(Dataset entries)
PR #237, opened 2024-08-06
Support falcon datasets with latest micromanager

talonchandler:
This PR adds support for
- passing falcon's XY stage positions to om.zarr metadata (the existing pattern matching failed) 
- micromanager's [new Tile Creator prefix name format](https://github.com/micro-manager/micro-manager/pull/1897)

Tested on:
Input: `/hpc/instruments/cm.falcon/zebrafish/20240808_coro1a_mpeg_1dpf_10x/fish_with_coro1a_1/`
Output: `/hpc/projects/balla_group/imaging/zebrafish_infection/falcon/2024_08_08_coro1a_mpeg_1dpf_10x/0-zarr/timelapse1.zarr`

@ieivanov the new Tile Creator prefix format might affect OPS in this future, so I'm requesting your review.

Brief: Write out the records above exactly as given.

Exercise result:
PR #237, opened 2024-08-06
Support falcon datasets with latest micromanager

talonchandler:
This PR adds support for
- passing falcon's XY stage positions to om.zarr metadata (the existing pattern matching failed) 
- micromanager's [new Tile Creator prefix name format](https://github.com/micro-manager/micro-manager/pull/1897)

Tested on:
Input: `/hpc/instruments/cm.falcon/zebrafish/20240808_coro1a_mpeg_1dpf_10x/fish_with_coro1a_1/`
Output: `/hpc/projects/balla_group/imaging/zebrafish_infection/falcon/2024_08_08_coro1a_mpeg_1dpf_10x/0-zarr/timelapse1.zarr`

@ieivanov the new Tile Creator prefix format might affect OPS in this future, so I'm requesting your review.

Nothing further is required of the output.